光想到那畫面,心里就莫名生起一把無名大火,有種自己一手養好的白菜被豬拱了的感覺。
非常非常不痛快!
鳶尾乖乖漱口去了。
再出來,她同沙發上坐著的顧謹言道:“那個,老師讓你明天去一趟學校,你要是沒時間的話,就不用去了,我會跟老師說的。”
鳶尾特希望他沒時間!
“老師讓我過去?為什么?”
“……不知道呢!”鳶尾有些心虛,背著書包就往樓上走。
“秦鳶尾,你是不是又在學校里闖禍了?”
“沒有”鳶尾大聲回了一句,“噔噔噔”的就跑上了樓去。
看那滿臉心虛的樣子,不要想,定然是這小丫頭又闖禍了!
看來明兒又有一個大爛攤子在等著他了!
從高三,一直給她收拾到大學,他應該早就習慣了才是!
顧謹言看著她腰間背著的大書包,狐疑的問了一句:“小尾巴,你書包里到底背的是什么?”
“書!”
鳶尾的回答,依然照舊。
可她其實并沒有撒謊,今兒這書包里確實背的是書。
……
翌日
顧謹言還是如約出現在了班主任的辦公室。
鳶尾也在。
她像個受審的犯人一般,低著顆小腦袋,乖乖杵在顧謹言的身旁站著。
班主任把電腦推到顧謹言的眼前,“顧先生,說實話,上大學談戀愛其實已經是一件屢見不鮮的事情了,若不是情況特殊,我們是不會隨便驚動家長的,但今兒這事……我還是希望你們做長輩的能夠好好勸勸孩子,這里畢竟是學府,大家都是來學習的,該注意的事情,還是得注意!”

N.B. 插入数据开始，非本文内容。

Issue #892, opened 2017-04-12
Define constants for "isAuthenticated", "isRemembered", etc.


rwalkerands:
There are a lot of string literals that are intended for use in user code. E.g., `DefaultAuthorizationChecker` has `"isAuthenticated"`, `"isRemembered"`, etc.

At least for these values that are to appear in user code, please define constants for them, so that I can say, e.g., something like:

```
    @Pac4JSecurity(authorizers = AuthorizationConstants.IS_AUTHENTICATED)
```

leleuj:
Yes, it would be better. We already have the `HttpConstants` and `Pac4jConstants` classes, but it could be a new one.
Feel free to submit a pull request for that.

millross:
Good call

rwalkerands:
I will do a pull request.

What is your preference?

- Add them to HttpConstants?
- Add them toPac4jConstants?
- Make a new class?

leleuj:
It does not fit well in `HttpConstants` and  `Pac4jconstants`. I would create a new `DefaultAuthorizers` class for this.

PR #894, opened 2017-04-13
Define constants for authorizers (#892)

rwalkerands:
Create a DefaultAuthorizers interface with constants for the
authorizers recognised by DefaultAuthorizationChecker.
Use them in DefaultAuthorizationCheckerTests.

One subtle difference: it was "securityHeaders" in the test, versus "securityheaders" in the main code.


leleuj:
Excellent! About documentation: can we add a sentence to advertise about this class in: https://github.com/pac4j/pac4j/blob/master/documentation/docs/authorizers.md?

To locally browse the documentation on `http://localhost:4000`, type: `cd documentation; bundle exec jekyll serve` (assuming you have installed jekyll: https://jekyllrb.com/docs/installation/)

rwalkerands:
Sentence added. (But link will not work until after the merge.)

Issue #886, opened 2017-04-04
OIDC : provider metadata ignored and suggesting improving configuration 


andre-doherty:
hello,
It looks like some elements available in the SP metadata are ignored such as : 
- scopes_supported
- id_token_signing_alg_values_supported 

=> The client integration would be simpler if there was less configuration in the shiro.ini file. 

Also it might be useful if the metadata could be loaded from a resource instead of being fetched from a distant url : the discoveryURI setting is somehow compulsory however the sp doesnt always serve such a file).

leleuj:
Yes, there is always room for improvement. Maybe we could re-use the resource definition mechanism we already have for SAML for example.

gpgekko:
The newly added `logoutUrl` could also be optimised to use the available metadata under `getEndSessionEndpointURI()`.

leleuj:
Sure. To be added in the future pull request...

leleuj:
We started the development of version 3.0 only a few weeks ago, so it's perfect for this contribution...

leleuj:
@andre-doherty : any update on this?

andre-doherty:
Hello Jérôme,

Sorry i haven't been able to find the time to cover that issue yet.
I should hopefully get back into that topic in the next coming months and
then i will be than happy to contribute to the project.

Regards

Andre

leleuj:
No problem. Thanks for the follow-up.

As I'm sorting issues, I close this one. Feel free to re-open it with your contribution.

PR #912, opened 2017-05-18
OIDC use provided data (#886)

gpgekko:
Uses the end session endpoint url from the provider meta data as fallback, if available.

### DIFF
--- a/pac4j-oidc/src/main/java/org/pac4j/oidc/config/OidcConfiguration.java
+++ b/pac4j-oidc/src/main/java/org/pac4j/oidc/config/OidcConfiguration.java
@@ -264,6 +264,9 @@ public class OidcConfiguration extends InitializableWebObject {
     }
 
     public String getLogoutUrl() {
+        if(logoutUrl == null && getProviderMetadata().getEndSessionEndpointURI() != null) {
+            return getProviderMetadata().getEndSessionEndpointURI().toString();
+        }
         return logoutUrl;
     }
 


pac4j-oidc/src/main/java/org/pac4j/oidc/config/OidcConfiguration.java
```diff
@@ -264,6 +264,9 @@ public void setResponseMode(final String responseMode) {
     }
 
     public String getLogoutUrl() {
+        if(logoutUrl == null && getProviderMetadata().getEndSessionEndpointURI() != null) {
+            return getProviderMetadata().getEndSessionEndpointURI().toString();
```
gpgekko: I didn't want to edit the rest of the code without an OK from you @leleuj, but right now I'm doing a toString on an java.net.URI here, only to parse it as a the same class at a later time when it is actually used. Seems inefficient.

gpgekko:
I'm not sure if this is the best way to do this, but it's basically what I did in an extended class locally and I figured it could serve as a starting point.

pac4j-oidc/src/main/java/org/pac4j/oidc/config/OidcConfiguration.java
leleuj: In 2.1, we must remain backward compatible with 2.0, which is the case. Let's not go further and merge it as is.

Issue #915, opened 2017-05-23
OIDC authorization code flow does not work for SPAs


tookko:
When using OpenID Connect authorization code flow, a login request is made from the frontend to the pac4j-oidc callback at the backend, and it should redirect the frontend to the identity provider's login page. A simple HTTP redirect is fine for traditional web applications.

However, in case of modern Single Page Applications calls to the backend are typically made with XMLHttpRequests. In a standards-conforming browser any HTTP redirections with XMLHttpRequests are automatically followed by the browser without giving control back to the frontend JavaScript. This is a problem when frontend login functionality is done with an AJAX call, or simply when a session times out and the user should be re-authenticated by redirecting them to the login page after an AJAX call.

To work around this, by default the IndirectClient implementation in pac4j-oidc will return a 401 instead of redirection if the AJAX request has e.g. X-Requested-With: XMLHttpRequest header set to identify it as an AJAX request. This seems to be a typical way of handling with this problem, except that the URL of the login page should be passed to the frontend as well. Otherwise the frontend will have no way of knowing the login page URL without out-of-band information.

Suggestion to fix is to include the same URL that a normal redirect would use in a suitable header field instead of just returning a simple HTML page with unhelpful text "HTTP Error 401" that a typical AJAX client would ignore or mishandle in any case.

Tested with pac4j 2.0.0 and buji-pac4j 2.1.0-RC1.

tookko:
An appropriate header field could be "Referer"?

tookko:
An appropriate header field could be Location?

leleuj:
Notice that buji-pac4j v2.1 has not been upgraded yet to pac4j v2.0, so if it works without any issue, it's luck.

So you finally expect the front to redirect the user to the login URL found in the Location header of the 401 error, don't you?

This will work most of the time, but we cannot address some SAML configuration as it might be a form POST instead of a URL redirection.

tookko:
Yes, the frontend would need to do the redirect in this case which is not ideal, but I couldn't come up with a better way to tackle that and it's what seems to be the commonly suggested solution.

It's absolutely true that this will not cover everything 100% e.g. with SAML. But as you said at least it would work most of the time and be useful for some popular protocols like OpenID Connect, which is better than it not working at all. And the change should be pretty safe from not breaking existing clients.

WDYT, do you agree on the suggested solution, or any better ideas how we could tackle AJAX calls? If there's a green light that this would be useful, we could work on a PR.

[...]

PR #917, opened 2017-05-24
Redirect location in case of ajax calls

andreaTP:
Fix for #915 
It contains 2 commit, one is a small fix to a pom the other is the optional redirect url to be incorporated into 401 answer


leleuj:
Merged. Thanks

Issue #548, opened 2016-04-14
Pac4j Kerberos support


garpinc:
I am faced with having to implement kerberos support in a pac4j/spring security enabled app. I have a decision point where either I use [spring-security-kerberos](http://projects.spring.io/spring-security-kerberos/) directly or If I need to start a pac4j project to support it. Any insight would be appreciated.

leleuj:
I don't think spring-security-kerberos is a bad solution, Spring projects are generally good ones, though this one is not mainstream and the last commit is from February.
I have already received several requests about Kerberos support in pac4j. Adding Kerberos support to pac4j is a guarantee to be able to use Kerberos almost in every Java framework.

So I think it's mostly up to you: either you directly use the Spring project or you can spend time and contribute a new `pac4j-kerberos` module. This new module would be more than welcome.
I guess we would use direct clients like the basic auth or digest ones and have a specific `KerberosAuthenticator`. With further reflection, I think we can even leverage the CAS Kerberos support on the pac4j one? @mmoayyed

garpinc:
Here's what I've come up with so far.. I'll make a module later if I can get it to work and if we can agree on direction. Specifically I'm told i need to support Spnego Negotiate.
[kerberos.zip](https://github.com/pac4j/pac4j/files/220869/kerberos.zip)

leleuj:
I just took a quick look, but it seems fairly easy. But you use the Spring Security Kerberos module, don't you (I see: `org.springframework.security.kerberos.authentication.KerberosTicketValidator`)
If we want to create a `pac4j-kerberos` module, it must not depend on Spring Security, but it's certainly more work. Though, what you created is perfectly useful in the Spring Security pac4j implementation.

garpinc:
If there is some ticket validator elsewhere (i.e: in CAS) I may be able to leverage that but perhaps it may need to be pulled out of that module into a common module.

leleuj:
The service ticket validator in CAS is very specific, I don't think we could re-use it. Generally, for a new protocol support, I try to find the best plumbery library and build the pac4j module on top of that.

mmoayyed:
I don't see much point in doing this. Kerb support is almost universally handled via JAAS, and there are plenty modules that already deal with Kerb and Jaas. Why would we want to repeat that experience when it's already done many many times?

leleuj:
@mmoayyed  : so you do think that having a `pac4j-kerberos` module does not make any sense at all, don't you?

[...]

PR #595, opened 2016-06-14
Kerberos implementation

garpinc:
I know you guys said you won't accept a kerberos implementation for whatever reasons.. But I wanted to make sure that the work I've done is somewhere. We are using a 1.8 pac4j version of this with our clients. The rationale in my mind for this is as follows. We create software that's distributed to multiple clients and each of them have there own security requirements. Our software allowed them to configure in the kind of security they want and we're using pac4j as that library. Even though kerberos may be supported via other mechanisms using pac4j as the common integration layer provides value for us. I'm not sure how to implement unit tests yet and until I know you're going to include it there's no point making the effort.

PR #919, opened 2017-05-25
Add improved pac4j-kerberos

vidma:
- [x] Rebase https://github.com/pac4j/pac4j/pull/595/ over master, fixing changes to the APIs
  * DirectClientV2, io.Resource directly from springframework etc
  * update `since 2.1.0`
- [x] Cleanup/simplify code, indentation, etc
  * Use regular HttpAction instead of a custom DeferredHttpAction
  * Fix bug when absolute keytab path was lost (using only filename)
- [x] Add integration/unit test with Kerby
  * mocked web-context
  * real Kerberos keytabs and real SPNEGO tickets
- [x] Add/split into `IndirectKerberosClient` and `DirectKerberosClient`, [discussion here](https://github.com/pac4j/pac4j/pull/919#discussion_r118471748)
- [x] Update/add tests for Direct/Indirect
- [ ] ~~Direct client with FORCE_AUTH_IF_NO_CREDENTIALS option (postponed, can be implemented easily without tweeking core code)~~.
- [x] Add docs
  * basically as done in `setupKerberosClient`, could also describe some common pitfalls:
    - what should be the service pricipal, i.e. `HTTP/full-qualified-domain-name@DOMAIN`
    - Java Cryptography Extension (JCE)
- [x] test again with `play-pac4` example with a real Kerberos setup. works fine.

fixes https://github.com/pac4j/pac4j/issues/548
@leleuj   P.S. my actual changes are only in the last two commits.


pac4j-kerberos/src/test/java/org/pac4j/kerberos/client/direct/KerberosClientKerbyTest.java
```diff
@@ -0,0 +1,97 @@
...
+/**
+ * This is a test with real kerberos ticket validation:
+ * - spins up a mini/lightweight Kerberos server (using Apache Kerby)
+ * - generates the keytabs for service and client
+ * - generates a real service ticket, and passes it to mock context
+ * - checks that the ticket is correctly validated, and yields a correct client ID
+ *
+ * @author Vidmantas Zemleris, at Kensu.io
+ */
+public class KerberosClientKerbyTest implements TestsConstants {
```
vidma: it's somewhere between integration and unit test.
likely I should make it run together with the integration tests...

pac4j-kerberos/src/main/java/org/pac4j/kerberos/profile/KerberosProfile.java
```diff
@@ -0,0 +1,16 @@
...
+/**
+ * Represents a user profile based on a Kerberos authentication.
+ *
+ * @author Garry Boyce
+ * @since 2.1.0
+ */
+public class KerberosProfile extends CommonProfile {
+
+    private static final long serialVersionUID = -1388563485891552197L;
+    public GSSContext gssContext = null;
```
vidma: added optional `gssContext` for more advanced usage, if any.
if `SunJaasKerberosTicketValidator.setHoldOnToGSSContext(true)` was called, when this would allow subsequent encrypt/decrypt operations.  see https://github.com/pac4j/pac4j/pull/919/files#diff-c6ef70675c7cb3b2df3dde625bac09ecR124

pac4j-kerberos/src/main/java/org/pac4j/kerberos/client/direct/KerberosClient.java
```diff
@@ -0,0 +1,58 @@
...
+
+    @Override
+    protected void clientInit(final WebContext context) {
+        setCredentialsExtractor(new KerberosExtractor(getName()));
+        // FIXME: is this needed
+        assertAuthenticatorTypes(KerberosAuthenticator.class);
+    }
+
+    // FIXME: this was copied from earlier version
+    protected void assertAuthenticatorTypes(final Class<? extends Authenticator>... classes) {
```
vidma: this fn was part of pac4j `DirectClient*`, but was removed. do you remember why? @leleuj

leleuj: This was a check on the `Authenticator` type, but it was definitely too complicated and a bit too stringent.

During the development of the 2.0.0 version, I finally decided to remove it. You can delete it also.

pac4j-kerberos/src/main/java/org/pac4j/kerberos/credentials/authenticator/KerberosAuthenticator.java
```diff
@@ -0,0 +1,79 @@
...
+     * @param ticketValidator The ticket validator used to validate the Kerberos ticket.
+     * @since 2.1.0
+     */
+    public KerberosAuthenticator(KerberosTicketValidator ticketValidator) {
+        this.ticketValidator = ticketValidator;
+    }
+
+    @Override
+    public void validate(KerberosCredentials credentials, WebContext context) throws CredentialsException {
+        logger.trace("Try to validate Kerberos Token:" + credentials.getKerberosTicketAsString());
```
leleuj: The call to the `init()` method is missing here.

pac4j-kerberos/src/main/java/org/pac4j/kerberos/credentials/authenticator/KerberosAuthenticator.java
```diff
@@ -0,0 +1,79 @@
...
+            subject = KerberosProfile.class.getSimpleName() + UserProfile.SEPARATOR + subject;
+        }
+        logger.debug("Succesfully validated, updated subject: " + subject);
+    }
+
+    @Override
+    protected void internalInit(WebContext context) {
+        CommonHelper.assertNotNull("ticketValidator", this.ticketValidator);
+        if (this.ticketValidator instanceof InitializableObject) {
+            ((InitializableObject) this.ticketValidator).init();
```
leleuj: This is the way I used to initialize objects, but I tend to do things differently right now: initialization must be handled by the component which is initializable, not by another one using it; otherwise, initialization may be forgotten.

pac4j-kerberos/src/main/java/org/pac4j/kerberos/credentials/authenticator/SunJaasKerberosTicketValidator.java
```diff
@@ -0,0 +1,251 @@
...
+        try {
+            return Subject.doAs(this.serviceSubject, new KerberosValidateAction(token));
+        } catch (PrivilegedActionException e) {
+            throw new BadCredentialsException("Kerberos validation not successful", e);
+        }
+    }
+
+    @Override
+    protected void internalInit() {
+        try {
```
leleuj: We should call the `init()` method first, instead of letting the `KerberosAuthenticator` do that for us.

pac4j-kerberos/src/main/java/org/pac4j/kerberos/credentials/authenticator/SunJaasKerberosTicketValidator.java
```diff
@@ -0,0 +1,251 @@
...
+    private String servicePrincipal;
+    private Resource keyTabLocation;
+    private Subject serviceSubject;
+    private boolean holdOnToGSSContext;
+    private boolean debug = false;
+    protected final Logger logger = LoggerFactory.getLogger(getClass());
+
+    @Override
+    public KerberosTicketValidation validateTicket(byte[] token) throws BadCredentialsException {
+        try {
```
leleuj: We should call the `init()` method first, instead of letting the KerberosAuthenticator do that for us.

pac4j-kerberos/src/main/java/org/pac4j/kerberos/credentials/authenticator/KerberosAuthenticator.java
```diff
@@ -0,0 +1,79 @@
...
+
+        String subject = ticketValidation.username();
+        logger.debug("Succesfully validated " + subject);
+
+        KerberosProfile profile = new KerberosProfile();
+        profile.setId(subject);
+        profile.gssContext = ticketValidation.getGssContext();
+        credentials.setUserProfile(profile);
+
+        // FIXME: which one do we prefer to use a profile ID? `KerberosProfile#garry vs garry` ?
```
leleuj: Can you elaborate a little bit on this?

pac4j-kerberos/src/main/java/org/pac4j/kerberos/credentials/extractor/KerberosExtractor.java
```diff
@@ -0,0 +1,44 @@
...
+
+    public KerberosExtractor(final String clientName) {
+        this.clientName = clientName;
+    }
+
+    @Override
+    public KerberosCredentials extract(WebContext context) throws CredentialsException, HttpAction {
+        final String header = context.getRequestHeader(HttpConstants.AUTHORIZATION_HEADER);
+        if (header == null) {
+            throw HttpAction.unauthorizedNegotiate("Kerberos Header not found", context);
```
vidma: so, @leleuj , looking at other extractors/clients,  I guess this exception throwing is not the responsibility of `KerberosExtractor` and should be moved to `Kerberos(In)?DirectClient`.

there is one semantic nuance with SPNEGO/Kerberos - the browser (e.g. Firefox) do NOT send the credentials (`Authorization: Negotiate someTicket`) if server did not provide a `WWW-Authenticate: Negotiate` header. 

Thus a trully DirectClient don't quite make sense here. As it is now, the 401 indicates to repeat the request with credentials, but does do a redirect, so it's in between direct and indirect, I guess?

---
in my case, I'd like to combine session/cookie storage with Kerberos, so would not need renegotiate with every request. so in brief what I'd like to have sounds like indirect client.

would this happen automatically if it implemented an indirect client?

pac4j-kerberos/src/main/java/org/pac4j/kerberos/client/direct/KerberosClient.java
```diff
@@ -0,0 +1,58 @@
...
+    }
+
+    public KerberosClient(final Authenticator authenticator, final ProfileCreator<KerberosCredentials, KerberosProfile> profileCreator) {
+        setAuthenticator(authenticator);
+        setProfileCreator(profileCreator);
+    }
+
+    @Override
+    protected void clientInit(final WebContext context) {
+        setCredentialsExtractor(new KerberosExtractor(getName()));
```
leleuj: We should have `defaultCredentialsExtractor(new KerberosExtractor(getName()));` to setup the `KerberosCredentialsExtractor` if none has already been set.

pac4j-kerberos/src/main/java/org/pac4j/kerberos/profile/KerberosProfile.java
leleuj: OK

pac4j-kerberos/src/test/java/org/pac4j/kerberos/client/direct/DummyAuthenticator.java
```diff
@@ -0,0 +1,14 @@
+package org.pac4j.kerberos.client.direct;
+
+import org.pac4j.core.context.WebContext;
+import org.pac4j.core.credentials.Credentials;
+import org.pac4j.core.credentials.authenticator.Authenticator;
+import org.pac4j.core.exception.HttpAction;
+
+public class DummyAuthenticator implements Authenticator<Credentials> {
```
leleuj: I generally don't create this kind of class but use lambdas for brevity in tests. That said, it's not a big deal.

pac4j-kerberos/src/test/java/org/pac4j/kerberos/client/direct/KerberosClientKerbyTests.java
```diff
@@ -0,0 +1,97 @@
...
+
+    @Before
+    public void before() throws KrbException, IOException {
+        setupKerbyServer();
+    }
+
+    private void setupKerbyServer() throws KrbException, IOException {
+        kerbyServer = new SimpleKdcServer();
+        kerbyServer.setKdcHost("localhost");
+        kerbyServer.setKdcRealm("MYREALM.LT"); // FIXME
```
leleuj: `FIXME`?

pac4j-kerberos/src/test/java/org/pac4j/kerberos/client/direct/KerberosClientTests.java
```diff
@@ -0,0 +1,89 @@
...
+
+    @Test
+    public void testMissingProfileCreator() {
+        final KerberosClient kerberosClient = new KerberosClient(kerberosAuthenticator);
+        kerberosClient.setProfileCreator(null);
+        TestsHelper.initShouldFail(kerberosClient, "profileCreator cannot be null");
+    }
+
+    @Test
+    public void testBadAuthenticatorType() {
```
leleuj: Finally, this can be removed as well as the `DummyAuthenticator`.

pac4j-core/src/main/java/org/pac4j/core/exception/HttpAction.java
```diff
@@ -112,6 +112,19 @@ public static HttpAction unauthorizedDigest(final String message, final WebConte
...
 
     /**
+     * Build a response requesting to provide credentials via Kerberos/SPNEGO Negotiate mechanism.
+     *
+     * @param message message
+     * @param context context
+     * @return 401 Unauthorized with "WWW-Authenticate: Negotiate"
+     */
+    public static HttpAction unauthorizedNegotiate(final String message, final WebContext context) {
+        context.setResponseHeader(HttpConstants.AUTHENTICATE_HEADER, "Negotiate");
```
leleuj: Maybe `Negotiate` would deserve a constant.

pac4j-kerberos/src/test/java/org/pac4j/kerberos/client/direct/KerberosClientKerbyTests.java
```diff
@@ -0,0 +1,97 @@
...
+
+/**
+ * This is a test with real kerberos ticket validation:
+ * - spins up a mini/lightweight Kerberos server (using Apache Kerby)
+ * - generates the keytabs for service and client
+ * - generates a real service ticket, and passes it to mock context
+ * - checks that the ticket is correctly validated, and yields a correct client ID
+ *
+ * @author Vidmantas Zemleris, at Kensu.io
+ */
```
leleuj: `@since 2.1.0`

pac4j-kerberos/src/test/java/org/pac4j/kerberos/client/direct/KerberosClientTests.java
```diff
@@ -0,0 +1,89 @@
...
+import javax.servlet.http.HttpServletResponse;
+import java.io.UnsupportedEncodingException;
+import java.nio.charset.StandardCharsets;
+import java.util.Base64;
+
+import static org.junit.Assert.assertEquals;
+import static org.mockito.Mockito.*;
+
+
+public class KerberosClientTests implements TestsConstants {
```
leleuj: Javadoc...

leleuj:
Overall, this is excellent. I made a few comments here and there, some things need to be fixed.

The tests are excellent as well.

The documentation is missing: the `README.md` must reference the Kerberos support and the website must be updated (new authenticator) via the files in the `documentation` directory. Please read: https://github.com/pac4j/pac4j/tree/master/documentation.

pac4j-kerberos/src/main/java/org/pac4j/kerberos/credentials/authenticator/KerberosAuthenticator.java
vidma: is there any use of having `KerberosProfile#` prefix in profile ID (was in original code).
so I guess just delete the `L56-59` below.
earlier `subject/profileID = "garry"` after second assignment `subject/profileID=KerberosProfile#garry`.

pac4j-kerberos/src/main/java/org/pac4j/kerberos/client/direct/KerberosClient.java
vidma: so to allow the default to be overridden...

vidma:
so it seems to me I should split `KerberosClient` into two:
- **`IndirectKerberosClient`** - behaves like now, just extends `IndirectClient`. when used with `forceLogin`q, it seems to give this session persistence what I wanted.
- `DirectKerberosClient` - behaves like now, mostly.
  * not yet sure what it should do if no `Authenticate: Negotiate SomeTicket` header present:
     - `throw a HttpAction` in `retrieveCredentials` (like in `IndirectBasicAuthClient`) 
     - or simply`Extractor.extract() { return null }` like in `DirectBasicAuthClient`

pac4j-kerberos/src/main/java/org/pac4j/kerberos/credentials/extractor/KerberosExtractor.java
leleuj: Yes, you're completely right. The direct client is meant to take the credentials provided with the request and not break the flow if there are no credentials. So you should have no `throw HttpAction.unauthorizedNegotiate` in the direct client.

To keep the authenticated user profile in session, the indirect client seems to be the right choice, but the indirect client also redirects to the identity server for login (at the beginning of the flow). In the case of basic auth, the login URL is the callback URL (where credentials are expected) and in that case, if credentials are missing, a 401 error is returned.

My guess is that you should have something really really close to the basic auth support: `DirectBasicAuthClient`, `BasicAuthExtractor` and `IndirectBasicAuthClient`.

The `KerberosExtractor` should be shared among both clients, should not throw any `HttpAction` while the `KerberosIndirectClient` should handle that.

My only question is whether a direct client makes sense for Kerberos, but you know better...

pac4j-kerberos/src/main/java/org/pac4j/kerberos/credentials/authenticator/KerberosAuthenticator.java
leleuj: No, when setting an identifier, you don't need to use the `#` separator, but when you request the typed identifier, you get `the class name + "#" + the identifier`.

pac4j-kerberos/src/main/java/org/pac4j/kerberos/client/direct/KerberosClient.java
leleuj: This won't work: `setCredentialsExtractor` sets the credentials extractor while `defaultCredentialsExtractor `sets the credentials extractor only if it is null (if is has not been set).

Example:

```java
KerberosClient client = new KerberosClient();
client.setAuthenticator(mySpecificAuthenticator);
```

`clientInit` is only called after the setter, so the authenticator must not be set to the default one, except if it is null.

leleuj:
To sum up, you should have only one `KerberosExtractor` shared among the `DirectKerberosClient` and the `IndirectKerberosClient`. In the latter case, the indirect client should throw the 401 Negotiate response.

See the basic auth support, it seems to be the same...

pac4j-kerberos/src/main/java/org/pac4j/kerberos/credentials/extractor/KerberosExtractor.java
vidma: yeah makes sense.
at least this time we gonna use an `IndirectClient`, so that's what I'll be focusing on.

> My only question is whether a direct client makes sense for Kerberos, but you know better...


good question for which I don't know a full answer. but if one is using Kerberos as a webservice/headless auth, the current `401` flow in direct client might make sense more than redirect with indirect client.
So to keep more flexibility for others, I'd just add an option in `DirectClient` -
 `FORCE_AUTH_IF_NO_CREDENTIALS` if true, when credentials are missing, a 401 should be returned.

pac4j-core/src/main/java/org/pac4j/core/exception/HttpAction.java
vidma: dunno, all other fns use string values too...

pac4j-kerberos/src/main/java/org/pac4j/kerberos/credentials/extractor/KerberosExtractor.java
leleuj: Yes, good option

pac4j-core/src/main/java/org/pac4j/core/exception/HttpAction.java
leleuj: OK. Keep things that way

leleuj:
The build is broken due to PMD checks: `PMD Failure: org/pac4j/kerberos/credentials/authenticator/KerberosAuthenticator.java:8 Rule:UnusedImports Priority:4 Avoid unused imports such as 'org.pac4j.core.util.InitializableObject'.`

vidma:
yeah, work still in progress.

so I think Direct/Indirect split should be +/- as it is. just I may add an optional `401` to force auth (as otherwise sometimes no ticket might be sent at all...), to DirectClient too. what do you think?

leleuj:
"just I may add an optional 401 to force auth (as otherwise sometimes no ticket might be sent at all...), to DirectClient too. what do you think?": yes, but auth would not be forced by default

vidma:
So currently this PR behaves very similarly to the BasicAuth.
As Direct and Indirect clients behave similarly in terms of Kerberos testing, I decided to test both in KerberosClientsKerbyTests.

still would like to retest with `play-pac4j` (getting some sort of jarhell; will check this on ~Monday), otherwise this is mostly finished, finally.

--

P.S. for `DirectClient` I decided **not to add** the `optional HTTP401 with WWW-Authenticate: Negotiate` yet. 
  * if someone has a clear use-case and needs, they can use it even without modifying `pac4j-kerberos` code, simply by defining their own `DirectClient`.

leleuj:
You don't need to squash the commits, I'll use the appropriate Github option for the merge.

Yes, regarding the DirectClient, it's better not to make it blocking (although feasible).

Is this ready for merge or is there anything left?

vidma:
yeah, this OK ready to merge now (changed 3 lines of docs recently).
tested OK with `play-pac4j` and real kerberos on Chrome, Firefox, and Safari.

vidma:
@leleuj btw,  there's a related thing to disscuss for `play-pac4j` - we need `pac4j-kerberos` with play 2.3 or 2.4 (as play 2.5 don't support scala 2.10 anymore, and we still need scala 2.10).
  so looks like we need to backport `pac4j-kerberos` for an earlier version of `play-pac4j / pac4j`,  right (as master is for play 2.5)?

vidma:
FYI: I backported pac4j-kerberos to `pac4j 1.7.x` (as required by the damn old play 2.3 we are still locked to) https://github.com/vidma/pac4j/pull/1

leleuj:
Excellent work! Thanks. Merging.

顯然,在老師們眼里看來,這些照片里的行為,基本已經是屬于男女歡愛的前奏畫面了!
顧謹言的目光落定在貼吧里的照片之上,一張張曖昧的照片,不斷地從他眼前掠過,他那雙重墨的眸仁,也隨著一張張閃過的照片越漸深諳。
周遭的氣壓,低得有些讓人透不過氣來。
鳶尾更是大氣都不敢出。
半晌
他偏頭看向身旁始終低著腦袋的鳶尾,“照片里的人,是你嗎?”
他的聲音,低沉,無溫。
鳶尾聽不出他的情緒來。
“……是。”鳶尾咬了咬下唇,點了腦袋。
“跟他什么關系?”顧謹言又問。
“我根本不太認識他,只知道他叫霍慎。”想到那家伙,鳶尾又厭惡的皺了皺眉,“而且,我是被他強迫的,我根本不喜歡他,更不想跟他有這種親密接觸,我才不會跟那種混蛋談戀愛呢!”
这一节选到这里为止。